I've worn off a lot of leather in the hills that I hunt .


----------



## tree daddy 7

GA DAWG said:


> You do now its called the forest..Now wether or not you wanna cut them twice is a different story I'll cut mine all night up there if some of yall will go get her


That sounds like a trick ?? Dawg.Last time a feller told me that we was gone all night.


----------



## GA DAWG

When I go up there I'm prepared to be out all night lol...You do any good on Grant?


----------



## tree daddy 7

We went last night and treed 4 times and knocked out 3 of them. Thay seemed to be moving early real good .I think I got some realy good pics But I have to get my camara full to develope . Will post pics soon.         KEEP-UM-LOOKING-UP


----------



## GA DAWG

I better get down there before yall get em to thinned out...Is the gate behind the little campground on Indian creek still open?


----------



## tree daddy 7

Come on there are plenty of coon on that placeThe only thing is there are plenty of people there also.The gate was open the other night but you know how that is.


----------



## Chase Simmemon

Went last night, nothing but cold tracks, but we did tree twice, both in den trees. Guess they weren't moving around much in the rain.


----------



## Chase Simmemon

Went on a UKC hunt last night, my one year old treed three times, first tree had two coons in it, the second was a big den tree and the third tree was a big old oak tree that not even two people could reach around it. Well she had 225+ after seeing the first coons, then 225 circle on the den tree, then I got 225- on the third tree since the cast voted that it was slick even though it was a legit circle tree. If that tree would have been circled she would have had 225+ and would have had a first place win. She should have two firsts and a third or better by now on her, which would make her a nite champion, but I keep getting shafted like this .


----------



## tree daddy 7

Boy O Boy ya'll aint gonna beleive my night lastnight.But here goes first we cut the dawgs loose a was standing there listen for the dogs and all of a sudden booom.It sounded like a gun going off then wham a tree fell across the hood of Mr.Johnnie's truck.It smashed the hood in busted his windsheild and scared us half to death.You think that's somthing it's just getting started.O.K it tokk us 4 hours to catch the dawgs one had the meat and the other two was treed in a hollow tree.Well then we were heading home and wham a freakin deer popped out and smashed the front end of my truck.So needless to say wow what a night.O'yea I got the deer and yes I'm gonna eat it all even the smashed part of it.


----------



## GA DAWG

Dang!!!!!!! Seems like once it starts going wrong.It all happens at once.Maybe yall got it out of your system!


----------



## carabrook

Man tree daddy, I sure wouldn't hunt with you for a while till we are sure this stuff isn't following you around, or at least I would make sure my insurance is paid up beyond full. Sorry to hear about the issues. How tore up is your truck?


----------



## bad mojo

DANG IT BUD did someone put a curse on ya,ll sorry to hear  that  glad ya,ll are O.K. tell the boys i said hey


----------



## tree daddy 7

carabrook said:


> Man tree daddy, I sure wouldn't hunt with you for a while till we are sure this stuff isn't following you around, or at least I would make sure my insurance is paid up beyond full. Sorry to hear about the issues. How tore up is your truck?
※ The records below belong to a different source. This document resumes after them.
PR #189, opened 2021-02-26
OEP-0051 Conventional Commits

nedbat:
This is an OEP for Conventional Commits. This establishes the guidelines, points at the third-party public spec, and
clarifies what we will and will not do.

Our goal now is to have an OEP that we can put into practice, then iterate.

Previous review and discussion is in another pull request: #182.

### DIFF
--- a/oeps/oep-0051-bp-conventional-commits.rst
+++ b/oeps/oep-0051-bp-conventional-commits.rst
@@ -94,7 +94,7 @@ We use these commit types:
 
 Breaking changes include an exclamation point as part of the type::
 
-    feat!: removed the ability to author courses
+    feat!: remove the ability to author courses
 
 Ideally, a single commit won't mix these types together.  If a commit does, use the most important type in the commit message.  The priority order for the types is generally: revert, feat, fix, perf, docs, test, build, refactor, style, chore, exp.
 
@@ -159,7 +159,7 @@ We've adapted the guidelines to our own projects, and started small.
 
 Here's an example of a conventional commit, with a one-line subject, and details in the body::
 
-    build: private.txt files weren't handled properly
+    build: handle private.txt files properly
 
     The requirements/edx/private.txt file is for dev's own private package
     needs.  There are two installation mechanisms in edx-platform, and
--- a/oeps/oep-0051-bp-conventional-commits.rst
+++ b/oeps/oep-0051-bp-conventional-commits.rst
@@ -10,7 +10,7 @@ OEP-0051: Conventional Commits
    * - Title
      - Conventional Commits
    * - Last Modified
-     - 2021-02-24
+     - 2021-03-16
    * - Authors
      - Ned Batchelder
    * - Arbiter
@@ -44,14 +44,13 @@ Developers should describe the changes they make.  This information is valuable 
 
 The nearer to the change that information is captured, the easier it will be to write, and the more accurate it will be.  Changes made by developers are consumed by many people, from the pull request reviewer to the final user of the product.  The more the developer can explain the change, the more easily the change will be understood and used, and the more efficient the overall development process will be.
 
-Commit messages are the closest text to the change itself.  The more
-information-rich we can make commit messages, the more useful they will be.
+Commit messages are the closest text to the change itself.  The more information-rich we can make commit messages, the more useful they will be.
 
 
 Specification
-============
+=============
 
-We are adopting the `Conventional Commits`_ spec, with our own adjustments.
+We are adopting the `Conventional Commits`_ spec, with our own specifics.
 
 .. note::
    Many people are familiar with the `Angular commit message format`_, which uses conventional commits and inspired the Conventional Commits spec.  We are **not** adopting the Angular rules.
@@ -67,13 +66,13 @@ Git commit messages have these parts::
 Type
 ----
 
-We use these commit types:
+We use these commit types labels:
 
 * **build**: anything to do with building or releasing the repo: Makefile, tox.ini, Travis, Jenkins, GitHub actions, and so on.
 
-* **chore**: a repetitive mechanical task such as updating requirements or translations.
+* **chore**: a repetitive mechanical task such as updating requirements or translations. See `Discussion`_ below for how "chore" can hide important information.
 
-* **docs**: documentation-only changes. Documentation changes for other types of work should  be included in those commits. This includes more than the formal docs for a repo, it also covers READMEs, ADRs, docstrings, and so on.
+* **docs**: documentation-only changes. Documentation changes for other types of work should be included in those commits. This includes more than the formal docs for a repo, it also covers any change that updates words describing the work, for example READMEs, ADRs, docstrings, annotations, comments, and so on.
 
 * **feat**: a new feature, or a change to an existing feature. Anything that changes the set of features.  Public API entry points and their behavior are part of the feature set of a product, so changes to those should be marked with "feat".
 
@@ -83,30 +82,34 @@ We use these commit types:
 
 * **refactor**: code reorganization that doesn't change behavior from the repo consumer perspective.
 
-* **revert**: undo a previous change. The previous commit message, including the type prefix, is included.
+* **revert**: undo a previous change. The previous commit message, including the type label, is included.
 
 * **style**: improve the styling of the code.
 
 * **test**: test-only changes. Adds missing tests or corrects existing tests. Tests accompanying other types of changes go into those commits.
 
-* **exp**: experimental or exploratory changes that are not meant to be permanent.  Occasionally changes have to be pushed to GitHub or even production that are intended to be short-lived. For example, debugging continuous integration, or ad-hoc debugging on live systems.
+* **temp**: temporary experimental or exploratory changes that are not meant to be permanent.  Occasionally changes have to be pushed to GitHub or even production that are intended to be short-lived. For example, debugging continuous integration, or ad-hoc debugging on live systems.
 
 
-Breaking changes include an exclamation point as part of the type::
+Breaking changes include an exclamation point as part of the type label::
 
     feat!: remove the ability to author courses
 
-Ideally, a single commit won't mix these types together.  If a commit does, use the most important type in the commit message.  The priority order for the types is generally: revert, feat, fix, perf, docs, test, build, refactor, style, chore, exp.
+Commits should be separated to make it easier to review them before merging and easier to understand them later.  Some types work well in a combined commit, such as a feature along with its tests and documentation.   Refactor, style, chore, and temp commits should be separate from more significant work.
+
+If a commit mixes types, use the most important type label in the commit message.  The priority order for the types is generally: revert, feat, fix, perf, docs, test, build, refactor, style, chore, temp.
 
 Scope
 -----
 
-The `Conventional Commits`_ spec includes a parenthesized scope after the type.  Open edX repos are large and varied, making standardization of scopes difficult.  We won't use scopes for now.  This could change in the future.
+The `Conventional Commits`_ spec includes an optional parenthesized scope after the type label.  Open edX repos are large and varied, making standardization of scopes difficult.  We won't use scopes for now.  This could change in the future.
 
 Subject
 -------
 
-Commit message subjects should be short enough to fit on one line.  We aren't putting a hard limit on character length, but 70 characters is a good time to turn your attention to the body of the commit message.  Put more information in the body of the commit message to fully explain your change.  Jira or GitHub issue numbers can be included at the end of the subject.
+Commit message subjects should be short enough to fit on one line.  We aren't putting a hard limit on character length, but 70 characters is a good time to turn your attention to the body of the commit message.  Put more information in the body of the commit message to fully explain your change.
+
+Don't include Jira or GitHub issue numbers in the subject.  The body is the right place for links to supporting information.  The subject is precious real estate that should be used for words.  While it is true that it takes more work to get information from the body than from the subject, we are emphasizing writing longer commit messages, and so need to be good at reading the body anyway.
 
 Body
 ----
@@ -115,13 +118,19 @@ The subject of the commit is rarely enough information to fully understand the c
 
 The more information you can put in the body of the commit message, the better. It's not unreasonable to have two paragraphs of explanation in the body.  Especially important are the reasons for the change, or other factors that won't be apparent from the code itself.
 
-Breaking changes especially should have detailed information about the implications and alternatives.
+Breaking changes especially should have detailed information about the implications and alternatives, including a ``BREAKING CHANGE`` footer.
 
+Include references or links to supporting information, such as Jira or GitHub issues.  Some Jira issues will be private to edX.  It is better to link to a private issue than no issue at all. The issue could be made public, and at least its existence is made clear, so people can ask for the information.
+
+Larger decisions should be recorded in Architectural Decision Records, as explained in `OEP-0019`__.
+
+__ https://open-edx-proposals.readthedocs.io/en/latest/oep-0019-bp-developer-documentation.html#adrs
 
 Footer
 ------
 
-We are not requiring any formalized footers in the commit message, though the use of  a ``BREAKING CHANGE:`` footer is encouraged as a way of providing more details about breaking changes.
+Breaking changes must have a ``BREAKING CHANGE:`` footer in the body.  No other footers are specified.
+
 
 
 Discussion
@@ -129,25 +138,21 @@ Discussion
 
 Conventional Commits asks us to categorize changes into a small number of categories.  There will naturally be cases where it isn't obvious which commit type to use.
 
-Choosing the commit type to use for a commit is important, but it's only the first step.  If you have doubts about which commit type to use, choose the highest-priority type that could apply.  Then write a detailed body explaining the full complexity of your change.
+Choosing the commit type label to use for a commit is important, but it's only the first step.  If you have doubts about which commit type to use, choose the highest-priority type that could apply.  Then write a detailed body explaining the full complexity of your change.
 
 **feat vs fix**: some user-visible changes to features could be classified as "feat" or "fix".  Choose "feat" if the change adds to the set of features.  Choose "fix" if the change affects how a feature behaves.  Yes, this is still subjective.  
 
-**breaking changes to features**: changing how a feature works is not a breaking change.  For example, users are sent to a new experience instead of the old experience. This is not a breaking change.  It should get a "feat" label, but not a "feat!" label.
+**Breaking changes to features**: changing how a feature works is not a breaking change.  For example, users are sent to a new experience instead of the old experience. This is not a breaking change.  It should get a "feat" label, but not a "feat!" label.
 
-**DEPR**: removing deprecated code likely is a breaking change.
+**Deprecations**: deprecations happen in two steps: the announcement of the deprecation, and the eventual removal.  The first step is important for people to recognize, but is not a breaking change.  Use clear strong words in the commit subject to be sure people understand the importance.  The second step is usually a breaking change, if a component has been removed.
 
-**pinned dependencies**: updating the version of a pinned dependency seems like just a chore, but consider the repo consumer's perspective.  If an updated dependency adds a feature, then the one-line commit to update the pinned version should be marked "feat".
+**Pinned dependencies**: updating the version of a pinned dependency is "just" a chore, but can bring significant changes to the depending repo.  Conventional commits can't solve this problem.  Reading the commits for a repo won't show that a "chore" might have the effect of a "feat".
+
+**Merge commits**: Commits that git generates (such as merge commits) do not follow these guidelines.  This is not a reason to avoid those commits, though you may want to for other reasons.  The structure of conventional commits will still be useful if merge and other auto-generated commits are in the commit history.
 
 If you are interested to see other discussion about these sorts of questions, the `Conventional Commits repo issues`__ have a number of threads.
 
 __ https://github.com/conventional-commits/conventionalcommits.org/issues
-
-
-Tooling
-=======
-
-One of the advantages of formalized commit messages is using them as input to tooling and conformance checkers.  We will investigate tooling in the future, and are making no recommendations now.
 
 
 Rationale
@@ -171,8 +176,37 @@ Here's an example of a conventional commit, with a one-line subject, and details
     - `make requirements` used `private.*` which included private.in, which
       pip-sync balks at.
 
+    Fixes: BOM-2345
+
+
+Open Issues
+===========
+
+Some discussions concerning conventional commits are not yet resolved.
+
+Scope
+-----
+
+Is there a standard for scopes that could be useful?  Component names could be inferred from the files changed in the commit, and will vary from repo to repo.  Perhaps a broad description of what is affected, such as "UI" and "API"?
+
+
+Grammar
+-------
+
+Some commit guidelines are prescriptive about what grammar to use in commit subjects.  The two popular options are imperative mood (what will this commit do? "fix: handle name changes correctly") or past tense (what did this commit do? "fix: corrected the handling of name changes").
+
+
+Tooling
+-------
+
+One of the advantages of formalized commit messages is using them as input to tooling and conformance checkers.  We will investigate tooling in the future, and are making no recommendations now.
+
+
+
 Change History
 ==============
+
+2021-03-16: Updates throughout based on review feedback.
 
 2021-02-25: Converted to OEP-0051.
 
--- a/oeps/oep-0051-bp-conventional-commits.rst
+++ b/oeps/oep-0051-bp-conventional-commits.rst
@@ -28,11 +28,6 @@ OEP-0051: Conventional Commits
    * - References
      - TK
 
-.. todo:
-   what type for:
-    - commit that removes a depr'd thing
-    - commit that updates a pinned package to get new features?
-
 
 Abstract
 ========
@@ -44,15 +39,22 @@ This is part of our Change Transparency initiative.
 Motivation
 ==========
 
+Developers should describe the changes they make.  This information is valuable to many audiences: deployers, integrators, end-users, operators, and so on. Developers are in the best position to accurately describe their work and its implications.
+
+The nearer to the change that information is captured, the easier it will be to write, and the more accurate it will be.  Changes made by developers are consumed by many people, from the pull request reviewer to the final user of the product.  The more the developer can explain the change, the more easily the change will be understood and used, and the more efficient the overall development process will be.
+
+Commit messages are the closest text to the change itself.  The more
+information-rich we can make commit messages, the more useful they will be.
+
 
 Specfication
 ============
 
 We are adopting the `Conventional Commits`_ spec, with our own adjustments.
 
-.. note:: Many people are familiar with the `Angular commit message format`_, which uses conventional commits and inspired the Conventional Commits spec.  We are not adopting the Angular rules.
+.. note:: Many people are familiar with the `Angular commit message format`_, which uses conventional commits and inspired the Conventional Commits spec.  We are **not** adopting the Angular rules.
 
-Commit messages have these parts::
+Git commit messages have these parts::
 
     <type>: <subject>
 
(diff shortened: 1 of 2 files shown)


oeps/oep-0051-bp-conventional-commits.rst
```diff
@@ -0,0 +1,165 @@
...
+   * - Arbiter
+     - Feanil Patel
+   * - Status
+     - Draft
+   * - Type
+     - Best Practice
+   * - Created
+     - 2021-02-01
+   * - Review Period
+     - To Be Determined
```
feanil, line 25:
```suggestion
     - Until 2021-03-15
```

oeps/oep-0051-bp-conventional-commits.rst
```diff
@@ -0,0 +1,165 @@
...
+   * - Title
+     - Conventional Commits
+   * - Last Modified
+     - 2021-02-24
+   * - Authors
+     - Ned Batchelder
+   * - Arbiter
+     - Feanil Patel
+   * - Status
+     - Draft
```
feanil, line 19:
```suggestion
     - Accepted
```

oeps/oep-0051-bp-conventional-commits.rst
```diff
@@ -0,0 +1,165 @@
...
+   * - Type
+     - Best Practice
+   * - Created
+     - 2021-02-01
+   * - Review Period
+     - To Be Determined
+   * - Resolution
+     - TK
+   * - References
+     - TK
```
feanil, line 29:
```suggestion
     - `Conventional Commits`_
```

feanil (changes requested):

oeps/oep-0051-bp-conventional-commits.rst
feanil: Link to wherever we talk about change transparency maybe?

oeps/oep-0051-bp-conventional-commits.rst
```diff
@@ -0,0 +1,167 @@
...
+
+Scope
+-----
+
+The `Conventional Commits`_ spec includes a parenthesized scope after the type.  Open edX repos are large and varied, making standardization of scopes difficult.  We won't use scopes for now.  This could change in the future.
+
+Subject
+-------
+
+Commit message subjects should be short.  Put more information in the body of the commit message to fully explain your change.
```
kdmccormick, line 105: It's currently common at edX to put the ticket number at the beginning of the subject line; eg `JIRA-1234 we made a change`

In spirit of keeping commit subjects short, should we recommend that ticket numbers (if included) should go in the body?

kdmccormick, line 105: What's short? <=72 chars?

I'm not saying we need a mandate here, but "short" on its own is ambiguous. We could say something fuzzy, like "short enough to fit on a single line", just so that folks reading have an idea of the statement's intent.

oeps/oep-0051-bp-conventional-commits.rst
```diff
@@ -0,0 +1,167 @@
...
+
+We use these commit types:
+
+* **build**: anything to do with building or releasing the repo: Makefile, tox.ini, Travis, Jenkins, GitHub actions, and so on.
+
+* **chore**: a repetitive mechanical task such as updating requirements or translations.
+
+* **docs**: documentation-only changes. Documentation changes for other types of work should  be included in those commits.
+
+* **feat**: a new feature, or a change to an existing feature. Anything that changes the set of features.
```
kdmccormick, line 77: I recall us settling in the earlier discussion that external (eg HTTP) API changes are `feat`s. Since this wasn't obvious to all of us initially, I recommend calling that out here.

oeps/oep-0051-bp-conventional-commits.rst
```diff
@@ -0,0 +1,167 @@
...
+
+One of the advantages of formalized commit messages is using them as input to tooling and conformance checkers.  We will investgate tooling in the future, and are making no recommendations now.
+
+
+Rationale
+=========
+
+The existing Conventional Commits standard is a familiar and widely adopted standard.  It's a good place to start our own guidelines.  It builds on our recently adopted pull request template to help focus developers on providing helpful information about their changes.
+
+We've adapted the guidelines to our own projects, and started small.
```
kdmccormick, line 154: Copying in or linking to an example of a real convential commit to an edX repo may be helpful to the reader.

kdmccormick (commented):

Well it just mashed my bumper in about 6 inches knocked both my blinkers out but other than that she still runs good as ever.I think that I'm gonna take a couple weeks off from coon hunting and see if the jink is gone.


----------



## xpertgreg

I don't have a coon dog, but I treed 3 behind the barn tonight.  shot this one (Mama don't like 'em around the house).  32 inches from nose to tail.

gw


----------



## Chase Simmemon

Just got back in from hunting tonight. Made two drops, seen one coon, the other tree was real leafy and couldn't see the top real well. I was hunting my 1 year old walker female and another young walker female. We were hunting public, wild coons on Wilson Shoals. Here is a video of her treeing with the meat. Sorry for the poor quality.


----------



## carabrook

She is getting after Mr Coon in the video real good, congrats Chase. Iwent monday night and hit the woods to early again as they weren't around to run. Dixie covered the area good but no coons to be found that night. Gonna have to start out later and give them time to get down, just tough on work nights lol


----------



## GA DAWG

I'm retired untill dec..I'll post some results then.Have not turned a dog loose in Nov..Needed a break from it!


----------



## tree daddy 7

Boy I love the video's. We hit the wood lastnight and nothing.I just could'nt stay out of the woods for two weeks. lol


----------



## Muddywater

Knocked out 7 since season opened


----------



## Blue Iron

Went last night for the first time since about May, had a good hunt.  Made 2 trees and looked at 2 coons.  Roger, I'm gonna get up your way one night soon.


----------



## TTHOMPS

Looking to buy some fresh coons...404-725-6071 tony


----------



## GA DAWG

TTHOMPS said:


> Looking to buy some fresh coons...404-725-6071 tony


 For what and how many??


----------



## carabrook

*Male puppy fun*

This is our young dog named Boss doing his thing on a coon this past weekend. This is only about his fourth time in the woods and he is definitly getting the idea. I shot the coon out and he was on it like stink, got his ear bit up a bit but went right back after it. Boss is 100% AKC show bred but sure seems like he is going to start ok.


----------



## tree daddy 7

Git-er-Done Boss.I havent got to go hunting since last post I lost my Dad this past tues from a heart attack.Gonna try to go some this week.Still trying to get past everything that's benn going on.But i'm sure ready to hear that big locate so my oldman can hear it.Prayers needed.


----------



## ga logger

tree daddy 7 said:


> Git-er-Done Boss.I havent got to go hunting since last post I lost my Dad this past tues from a heart attack.Gonna try to go some this week.Still trying to get past everything that's benn going on.But i'm sure ready to hear that big locate so my oldman can hear it.Prayers needed.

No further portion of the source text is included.